US antitrust lawyers are calling on a judge to force the sale of Google’s Chrome browser to stabilize the company’s market share in a move that shakes up the internet giant.
On Wednesday, the US Department of Justice submitted its recommendation for a divorce to US District Court Judge Amit Mehta, who plans to take steps next year to address Google’s monopoly on online searches.
– Blowing up Google? –
“This would be a big punch for Google,” said Wedbush Securities analyst Dan Ives.
Google offers free search, monetization from targeted advertising and features that promote online commerce.
“It could dramatically change (Google’s) business model,” said Syracuse University marketing professor Beth Egan.
Selling Chrome would deprive Google of a rich source of information used to train its algorithms and develop its other services like Maps.
Launched in 2008, Chrome dominates the browser market, competing with Edge and Safari, developed by Microsoft and Apple, respectively.
Egan believed that Google would find a way to recover if it was forced to sell Chrome.
“I don’t think removing the browser will kill Google as a company,” Egan said.
He noted that it may be its users who end up suffering, given the story Google is doing in blogs about this issue.
– What is Chrome worth? –
A Bloomberg analyst estimates that Chrome, which is used by more than 3 billion people worldwide, could be sold for as much as $15 billion.
But with the lack of a model, predicting how much Chrome would take on the market is difficult.
A Chinese investment group bought the internet browser from Norway’s Opera Software ASA for $600 million in 2016, but it only got 350 million users at the time.
– Who would buy it? –
There are few potential buyers of Chrome, according to Emarketer senior analyst Evelyn Mitchell-Wolf.
“It’s possible that any company with deep enough pockets to buy Chrome is already under antitrust scrutiny,” Mitchell-Wolf said.

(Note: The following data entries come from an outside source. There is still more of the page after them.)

PR #190, opened 2021-02-10
Fixes to common code from data migration work.

simonwo:
This PR contains a few tiny fixes to things that currently break when dealing with real data and migrations, particuarly around running business rules.


common/models/transactions.py
```diff
@@ -58,9 +58,9 @@ def clean(self):
         for model in self.tracked_models.all():
             for rule in model.business_rules:
                 try:
-                    rule.validate(model)
+                    rule().validate(model)
                 except BusinessRuleViolation as violation:
-                    self.errors.append((model, violation))
+                    self.errors.append(violation)
```
NDevox, line 63: Not convinced we want to change this from the tuple - I believe the idea was so that if there were errors we'd get a map of which object raised the error. Like this we'll just get a list of errors and no knowledge of which errors raised them.

common/tests/migrations/0002_auto_20210210_1534.py
```diff
@@ -0,0 +1,40 @@
+# Generated by Django 3.1 on 2021-02-10 15:34
```
NDevox, line 1: I try to avoid making new migrations for the test models.

Better to just delete the 1 migration and make a new initial one. These are never loaded into the prod databases, only used in tests, so there is no danger in it. Just keeps the code cleaner.

common/models/transactions.py
simonwo: Ah yes, I think my thought on this was that the violation object was the one that should be holding the model. The `ValidationError` class has a `params` attribute that could be used to store the errored models. I think this would end up better because the error classes are designed to work well when nested whereas they don't so much understand a tuple of things. So I think my proposal here is that we would instead do something like:

    BusinessRuleViolation("message", params=model)

or even

    BusinessRuleViolation("message", params={"model": model, "related_models": …})

in cases where the rule fails due to the presence of other models. The UI could then hook these out and display actions for them. Thoughts?

NDevox: Yep I actually completely agree with this. Makes sense as we move away from human intervention to something more machine appropriate.

NDevox (approved):

PR #191, opened 2021-02-11
TP-149 Refactor geographical areas list

DIT-CJWaszczuk:
##  Summary 
Refactor geographical areas to be more  inline with  the designs 
## Screenshots 
image


geo_areas/filters.py
```diff
@@ -32,9 +36,38 @@ class GeographicalAreaFilterBackend(TamatoFilterBackend, GeographicalAreaFilterM
...
+        widget=forms.CheckboxSelectMultiple,
+        method="filter_active_state",
+        label="Active state",
+        help_text="Select all that apply",
+        required=False,
+    )
+
     clear_url = reverse_lazy("geoarea-ui-list")
 
+    def filter_active_state(self, queryset, name, value):
```
NDevox, line 58: Starting to think this should go in as a common filter mixin or something. This will be painful to maintain now if we need to make changes.

DIT-CJWaszczuk: yup, just switched it over into its own mixin, it was becoming a pain. Going to do the same for start year and then switch them all over in another cleanup PR.

DIT-CJWaszczuk:
Not quite sure what we want to do with the tests in this PR, I don't want to remove them if they provide value, because `geoarea-ui-detail` is going to re-appear in the next one anyway. They are breaking the tests currently however, so i've  ended  up commenting them out.

geo_areas/tests/bdd/test_detail_geo_areas.py
```diff
@@ -1,78 +1,56 @@
...
-
-@then("the members against the geographical_area should be presented")
-def geo_area_group_members_data(geo_area_group_detail, geographical_area_1002):
-    members = models.GeographicalMembership.objects.filter(
-        geo_group=geographical_area_1002
-    )
-    compare_members_to_html(
-        members, geo_area_group_detail.content.decode(), is_group=False
-    )
+# """Tests for browse geographical area behaviours."""
```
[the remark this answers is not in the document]
DIT-CJWaszczuk: This works, just put it in

DIT-CJWaszczuk:
@NDevox Anything else that you can see?

NDevox (approved):
Only thought is whether we want to wait on #189 for the daterange changes. I think it should be merged today... But no real harm if this is merged first.

conftest.py
```diff
@@ -1,37 +1,27 @@
...
-from typing import Any
-from typing import Callable
-from typing import Dict
-from typing import Optional
-from typing import Type
-from typing import Union
-from unittest.mock import patch
-from unittest.mock import PropertyMock
+from typing import Any, Callable, Dict, Optional, Type, Union
+from unittest.mock import PropertyMock, patch
```
andyhd, line 5: Ah, I think this is my fault

DIT-CJWaszczuk: I thought it was intentional, was it not?

andyhd: No, imports should be on individual lines

andyhd: This will be fixed by https://github.com/uktrade/tamato/pull/193

PR #192, opened 2021-02-11
TP-616: Configure ELK logging, Sentry and Pingdom

NDevox:


common/views.py
```diff
@@ -29,6 +30,18 @@ def index(request):
...
+        "<pingdom_http_custom_check><status><strong>OK</strong></status>"
+        "<response_time><strong>1</strong></response_time>"
+        "</pingdom_http_custom_check>",
+        content_type="text/xml",
+    )
+    response["Cache-Control"] = "no-cache, no-store, must-revalidate"
+
+    return response
+
+
```
simonwo, line 44: I beleive that now we have attached services (postgres, redis) the healthcheck is also meant to check that they are accessible?

At which point the response time maybe also needs to reflect truth.

simonwo (changes requested):

common/views.py
NDevox: Fun when you go looking for examples of people doing this and find examples such as https://github.com/uktrade/data-workspace/blob/97bd538617c4835a749fe166eee7e4fca0dd6acc/dataworkspace/dataworkspace/apps/core/views.py#L41

stuaxo: I guess this should try and connect to celery too.

Could be a nice excuse to use async to start all checks the subtasks then gather the results.

simonwo (approved):

common/views.py
NDevox: This is done now @simonwo

NDevox: Ha yeah not sure I'd bother with the async stuff - don't think the return is great enough - given that it's only pingdom.

Testing for celery is an interesting idea. I don't know how much I want to lean into our reliance on it before we're properly using it just yet. But once it becomes integral we should definitely put it on the list.

PR #194, opened 2021-02-12
TP-620: ADR for including preference code table.

simonwo:
It will be easiest to explain by [reading the ADR](https://github.com/uktrade/tamato/blob/5330e8ccf0ccea630b516e8001edfdd7c6a508cd/docs/adr/0011-store-and-check-preference-codes.rst).


docs/adr/0011-store-and-check-preference-codes.rst
```diff
@@ -0,0 +1,250 @@
...
+include 696 measures.
+
+It controls requirements around presence of supporting measures
+^^^^^^^^^^^^^^^^^^^^^^^^^^^^^^^^^^^^^^^^^^^^^^^^^^^^^^^^^^^^^^^
+
+Some preference codes are only valid when two measure types are found together.
+For example, the preference code "323" covers preferential tariff quotas subject
+to end-use. There are two ways for this preference code to be activated:
+
+* by the presence of a end-use preferential quota (146),
```
NDevox, line 56: *an*

docs/adr/0011-store-and-check-preference-codes.rst
```diff
@@ -0,0 +1,250 @@
...
+Decision
+--------
+
+Tables of the current preference code correlation data will be stored in TaMaTo
+using the following schema:
+
+.. code:: python
+
+    class PreferenceCode(TrackedModel, ValidityMixin):
+        identifying_fields = ("code",)
```
NDevox, line 83: Query as to whether we should just call this `SID` to homogenise the backend a bit (frontend can translate this to `code`)

docs/adr/0011-store-and-check-preference-codes.rst
```diff
@@ -0,0 +1,250 @@
...
+
+Decision
+--------
+
+Tables of the current preference code correlation data will be stored in TaMaTo
+using the following schema:
+
+.. code:: python
+
+    class PreferenceCode(TrackedModel, ValidityMixin):
```
NDevox, line 82: As this isn't really part of the tariff, but kind of an accessory to the tariff? Do we want this to be a TrackedModel?

I lean heavily to _yes_ as is done here, it helps most of the backend fall into place. But I think it may raise some added complications when it comes to things like emitting records to HMRC... (I assume we do not want to do this?)

docs/adr/0011-store-and-check-preference-codes.rst
```diff
@@ -0,0 +1,250 @@
...
+        identifying_fields = ("code",)
+
+        code = models.CharField(
+          min_length=3,
```
NDevox, line 86: There is no `min_length` option here (no such SQL constraint either). The regex covers this though.

docs/adr/0011-store-and-check-preference-codes.rst
```diff
@@ -0,0 +1,250 @@
...
+
+        description = models.TextField(
+          help_text="""A detailed description of the general treatment
+            the trader will receive through the use of this code or more
+            information on the circumstances in which this code applies.""",
+        )
+
+
+    class PreferenceCodeMapping(TrackedModel, ValidityMixin):
+        identifying_fields = ("id",)
```
NDevox, line 105: ID (i.e. the underlying pk) being the identifying field would probably cause issues. It would be impossible to ever have more than one version of this.

NDevox: Wondering if these fields can just be tagged onto `PreferenceCode`. In the end it's only adding on a `BoolField`

docs/adr/0011-store-and-check-preference-codes.rst
stuaxo: If it's the same thing, most definitely.

simonwo: I imagine there may be some other stuff in the real code also. I just found this the easiest way to show the model!

docs/adr/0011-store-and-check-preference-codes.rst
simonwo: I agree that we should track this stuff, for the ability to run business rules on past transactions using the right data at least.

Yes, it does probably have some implications e.g. we no longer want all TrackedModels to implement get_taric_template. There might be a need to have just `TrackedModel` and then a subclass `TARICModel` that does any other stuff.

docs/adr/0011-store-and-check-preference-codes.rst
simonwo: Docs [seem to think it can be done](https://docs.djangoproject.com/en/3.1/ref/forms/fields/#django.forms.CharField) but yeah as the regex has it I don't mind it not being there.

docs/adr/0011-store-and-check-preference-codes.rst
simonwo: I guess we could just give it a SID?

Basically the correlation data looks like this:
image

So one preference code can have multiple distinct mappings – and the business rule is that at least one of the mappings has to apply. Basically the mapping is just where we group the measure types together (in the above example there are 3: 146, 143+464 and [653, 654])

simonwo: This would correspond to:

    pref_code = PreferenceCode(code="323", name="Preferential tariff quotas subject to an end-use")
    mappings = [
        PreferenceCodeMapping(
            preference_code=pref_code,
            measure_types=MeasureType.objects.get(sid="146"),
            regulation_groups=Group.objects.get(group_id__in=["FTA", "PRF", "RDR"]),
        ),
        PreferenceCodeMapping(
            preference_code=pref_code,
            measure_types=MeasureType.objects.get(sid__in=["143", "464"]),
            regulation_groups=Group.objects.get(group_id__in=["FTA", "PRF", "RDR"]),
            choice_of_type=False,
        ),
        PreferenceCodeMapping(
            preference_code=pref_code,
            measure_types=MeasureType.objects.get(sid__in=["653", "654"]),
            regulation_groups=Group.objects.get(group_id__in=["FTA", "PRF"]),
        ),
    ]

docs/adr/0011-store-and-check-preference-codes.rst
simonwo: Ah, just realised I've been swindled by the Form fields instead of the Model fields!

docs/adr/0011-store-and-check-preference-codes.rst
andyhd: PreferenceCode could return a blank template, so that it renders no XML? Although it would probably be better to skip them altogether.

andyhd (approved):
👍 seems ok to me

PR #199, opened 2021-02-15
TP-172 Fix non-unique certificate SID scenario

DIT-CJWaszczuk:
## Summary 
A certificate sid alone is not unique, it's the combination of the type id and the sid that is. Changed so that we now use both.

### DIFF
--- a/certificates/jinja2/certificates/detail.jinja
+++ b/certificates/jinja2/certificates/detail.jinja
@@ -2,7 +2,7 @@
 {% from "components/summary-list/macro.njk" import govukSummaryList %}
 {% from "components/table/macro.njk" import govukTable %}
 
-{% set page_title = "Certificate: " ~ object.sid %}
+{% set page_title = "Certificate: " ~ object.code %}
 {% set find_edit_url = url("certificate-ui-list") %}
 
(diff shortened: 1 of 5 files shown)


DIT-CJWaszczuk:
I think this is what we want? Not 100% sure i've implemented this correctly.

andyhd:
I think you are missing the filter stuff

DIT-CJWaszczuk:
The mixins are on the `FootnoteFilter` class slightly below

andyhd:
I mean you don't have a `CertificateFilterMixin` to handle the URL being made up of `<certificate_type_id><certificate_code>` like in footnotes. The view needs to know how to get the certificate model from the URL parameters, doesn't it?

andyhd (approved):

andyhd:
You might need to handle a missing description - not sure if that's actually allowed in the real data, though.

DIT-CJWaszczuk:
Think the description has to be there, otherwise I think this is good to go. I pretty much just pulled the search field override from the filter into the other method. Which is why it still works.

NDevox (approved):
It should be impossible to have a certificate without a description within the business rules.

Emphasis on the _should_

PR #202, opened 2021-02-16
TP-615: Update business rules query top find objects in current transaction

NDevox:
Business rules must also account for objects in the current transaction (and
unapproved transactions up to the current one in the same workbasket). This
commit updates business rules queries to take this into account.


andyhd (approved):
Looks good 👍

“If I had to guess, my wish is to look at US-based artificial intelligence players.”
While Chrome being bought by OpenAI enthusiasts would raise doubts, the US government could see it as a way for the country to start valuing the technology on a global scale.
Elon Musk’s first AI could be a competitor to Chrome, paid for with his wealth and to have the deal scrapped because of his close working relationship with incoming president Donald Trump.
– Winning over competitors? –
Analysts agreed that people will continue to use Chrome regardless of who owns it, as long as the quality does not decrease.
“This assumes that Chrome maintains its familiar features and continues to improve,” said analyst Mitchell-Wolf.
“Finding trends is a function of simplicity first, trust and knowledge second.”
The Justice Department’s argument that people use Chrome because it’s a search engine on devices is flawed, the analyst added.
– Trump factor –
Many doubt that Judge Mehta will embrace all the proposals made by the judiciary in this case.
CFRA reviewer Angelo Zino deemed the measures “excessive and should not be imposed by a court.”
The incoming Trump administration also “remains a wild card” about whether law enforcement officials would balk at the idea of cracking down on Google.
Mr. Trump in October expressed his opposition to removing Google, believing that such a move would be against US interests in the world.
“China is afraid of Google” and a divorce would hurt the company, Trump thought at the time.
Meanwhile, Trump has also accused Google of being unfair to conservatives.